Die Fehmarnsundbrücke soll damit aber nicht verschwinden. Der Plan sieht vor, das denkmalgeschützte Bauwerk zu ertüchtigen und künftig vor allem für Fußgänger, Radfahrer und langsamen Verkehr zu erhalten. Für die Bahn und den schnellen Straßenverkehr wäre dann der neue Tunnel zuständig. Damit würde die Brücke ihre ursprüngliche Funktion als Hauptverkehrsader verlieren, aber als Wahrzeichen, Denkmal und regionale Verbindung weiterleben.

Auch 2026 ist die Brücke noch Teil des laufenden Verkehrs und zugleich Teil einer Baustellenlandschaft. Die Deutsche Bahn weist rund um die Fehmarnsundbrücke auf Instandhaltungsarbeiten und zeitweise Verkehrsführungen mit Ampelschaltung hin. Das zeigt, in welcher Zwischenphase sich das Bauwerk befindet: Es ist alt genug, um Denkmal zu sein, wichtig genug, um weiter gebraucht zu werden, und belastet genug, um nicht einfach unverändert in die Zukunft geführt zu werden.

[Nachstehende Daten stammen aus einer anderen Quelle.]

PR #10, opened 2016-08-19
Bug 1296573 - fix form urls in jinja templates

maurodoglio:
Some of the forms were using outdated static urls.

---
This change is [Reviewable](https://reviewable.io/reviews/mozilla/telemetry-analysis-service/10)


maurodoglio:
r=me

PR #11, opened 2016-09-07
Set "VisibleToAllUsers" to True in cluster_start

robotblake:
When this flag is not set to True and using IAM roles, the clusters (as far as I can tell) become orphaned and are not visible or able to be terminated by anyone except the AWS account holder.

---
This change is [Reviewable](https://reviewable.io/reviews/mozilla/telemetry-analysis-service/11)

### DIFF
--- a/atmo/utils/provisioning.py
+++ b/atmo/utils/provisioning.py
@@ -51,7 +51,8 @@ def cluster_start(user_email, identifier, size, public_key):
             {'Key': 'Owner', 'Value': user_email},
             {'Key': 'Name', 'Value': identifier},
             {'Key': 'Application', 'Value': settings.AWS_CONFIG['INSTANCE_APP_TAG']},
-        ]
+        ],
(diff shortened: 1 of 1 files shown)


autolander:

maurodoglio:
Thanks for the patch. I'm still not 100% sure why this is needed, but I guess we can give it a try. Could you please copy the description of this pull request to the commit extended description?

robotblake:
"Whether the job flow is visible to all IAM users of the AWS account associated with the job flow. If this value is set to true, all IAM users of that AWS account can view and (if they have the proper policy permissions set) manage the job flow. If it is set to false, only the IAM user that created the job flow can view and manage it."

http://docs.aws.amazon.com/ElasticMapReduce/latest/API/API_RunJobFlow.html#EMR-RunJobFlow-request-VisibleToAllUsers

maurodoglio:
Thanks!

PR #12, opened 2016-09-13
Bug 1302495 - Update cluster status on page load

maurodoglio:
This is probably not the best place where to update the clusters status,
but until we have a async/periodic tasks system it's good enough.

Die Geschichte der Fehmarnsundbrücke ist deshalb keine abgeschlossene Baugeschichte aus den 1960er Jahren. Sie erzählt von Nachkriegsmobilität, vom Traum der kurzen Verbindung nach Skandinavien, vom technischen Selbstbewusstsein jener Jahre und von den Grenzen alter Infrastruktur. Am 30. April 1963 wurde sie eröffnet; heute steht sie an einer zweiten Schwelle. Nicht mehr als alleiniger Träger der großen Verkehrsachse, aber als Bauwerk, das Fehmarn geprägt hat wie kaum ein anderes.